Procès Samuel Paty : nos révélations sur le passé ultra-violent de son assassin, Abdoullakh Anzorov
Société. Le Tchétchène de 18 ans était un habitué des agressions ultraviolentes, jusqu’à l’étouffement. Son père était lié à un dignitaire d’Al-Qaeda.
Par Etienne Girard et Alexandra Saviana
Avant de tuer Samuel Paty,Abdoullakh Anzorov a-t-il nourri le projet d’un autre assassinat ? Trois captures d’écran retrouvées dans le téléphone du jeune homme, jamais rendu publiques jusqu’à présent et que L’Express a pu consulter, ont intrigué les enquêteurs. Il y est question d’une conseillère principale d’éducation (CPE), dans un collège de Seine-et-Marne ; le terroriste a cherché son nom et son établissement sur Google.
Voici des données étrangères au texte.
PR #1909, opened 2026-03-24
feat: implement /attribute command

WhiteProject1:
- Implements `/attribute` command for querying, adding, removing, and setting entity attributes


Snowiiii:
Too much not implemented, use Arg consumer like Vanilla does, also a bunch of stuff is hardcoded here

PR #1911, opened 2026-03-24
feat: implement /item command

WhiteProject1:
- Implements `/item` command for manipulating items in entity and block inventories


Snowiiii:
I would prefer to have the Slot as seperate Argument consumer and also most of the command functionaly is not implemented

PR #1912, opened 2026-03-24
fix: use translation constants instead of string literals

WhiteProject1:
- Replace hardcoded translation key strings with `pumpkin_data::translation` constants
- Affected commands: fill, setworldspawn, spawnpoint, teleport


Snowiiii:
LGTM, Thank you @WhiteProject1 :D

PR #1913, opened 2026-03-24
feat(api): added missing wit defined events

illyrius666:
## Description

Added missing events into the api defined in wit. Without this the standard way of hooking into events via the example in pumpkin docs wont work.

## Testing

### DIFF
--- a/pumpkin-plugin-api/Cargo.toml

Il a aussi enregistré le commentaire d’un internaute, publié le 23 avril 2020, un peu moins de six mois avant l’attentat du 16 octobre : « Elle habite dans ma ville et je la vois h24 faire son sport. » Auditionnée, la CPE raconte avoir fait l’objet de contestations à la suite de l’exclusion de deux élèves musulmans pour harcèlement. Elle ne sera pas inquiétée : entre-temps, Abdoullakh Anzorov s’est fixé un autre projet, celui de tuer le professeur d’histoire-géographie Samuel Paty, coupable à ses yeux d’avoir insulté l’islam en diffusant des caricatures du prophète Mahomet lors d’un cours sur Charlie Hebdo.
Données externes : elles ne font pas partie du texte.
PR #1914, opened 2026-03-24
feat(codec): add dispatch codecs and refactored struct codecs

SomeYellowGuy:
## Description
Adds both the `KeyDispatchMapCodec` and `DispatchedMapCodec`, which each do the following:
- `KeyDispatchMapCodec`: Used to encode objects of a type by giving each of its variants a type ID, usually stored under a `"type"` key and using it to then decode the appropriate data. Many Minecraft objects rely on it, like *predicates*, *click events and hover events* in text components and *dialogs*. In other words, this type of codec helps with **enum-like** values.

Près de trois ans d’investigations ont abouti à la comparution, depuis ce lundi 4 novembre, de huit personnes devant la cour d’assises spéciale de Paris pour avoir participé, à différents degrés, à la préparation du meurtre. Abdoullakh Anzorov, tué par la police quelques minutes après son attentat, n’en est pas, mais son ombre plane déjà sur le tribunal. Les actes d’enquête racontent un jeune Tchétchène de 18 ans hautement radicalisé, obsédé par le djihad et à la recherche constante de confrontation violente. Dans sa jeunesse, il a baigné dans un environnement islamiste ; son père a hébergé pendant plusieurs mois en Tchétchénie un dignitaire d’Al-Qaeda, ce que les services d’immigration français savaient dès 2009. Malgré plusieurs alertes, jamais les pouvoirs publics n’auront enquêté sur lui.
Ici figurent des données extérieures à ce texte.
PR #1918, opened 2026-03-25
feat(command): reimplement `/stop`

SomeYellowGuy:
## Description
Reimplements the `/stop` command to work with the new command system.

*As a convention, we should register commands in `mod.rs` in alphabetical order, similar to what Minecraft does.*

## Testing

Tried using `/stop` as intended and it works. I also tried placing some extra parameters after the `/stop`, which correctly shows errors.


SomeYellowGuy:
Fixed the merge conflict.

Snowiiii:
LGTM, Thank you @SomeYellowGuy :D

PR #1919, opened 2026-03-25
feat(command): reimplement `/seed`

SomeYellowGuy:
## Description
- Reimplements the `/seed` command to work with the new command system.
- I also fixed the message send by `/seed` by printing *square brackets* to contain the seed and fixed its `i32` result by removing the clamp.

## Testing

Tried using `/seed` as intended and it works.


Snowiiii:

Tout dans le crime est d’une sauvagerie effroyable. Ce vendredi 16 octobre 2020, veille de vacances scolaires, Samuel Paty sort du collège du Bois-d’Aulne à 16h50. Plusieurs collégiens, avec lesquels Abdoullakh Anzorov conversent depuis plusieurs heures, le désignent. Le Tchétchène se lance à sa poursuite à 16h51. Sur le trottoir, il se retourne vers une adolescente de 12 ans, et lui intime, « sarcastique », témoignera-t-elle, de changer de route. Celle-ci le voit se rapprocher du professeur avant de tourner les talons. Elle l’entendra seulement crier Allahou akbar. Il est à peu près 16h52. Un autre témoin, enseignant de sport au Bois-d’Aulne, passe en voiture, il distingue « deux personnages allongés sur le trottoir », dira-t-il, et l’individu du dessus exerçant des « gestes de va-et-vient au niveau du haut du corps ». Il sort, demande ce qui se passe, l’assaillant lui répond : « Il a insulté le Prophète ! » Il aperçoit une tête sur la chaussée. A 16h54, Abdoullakh Anzorov vient de décapiter Samuel Paty.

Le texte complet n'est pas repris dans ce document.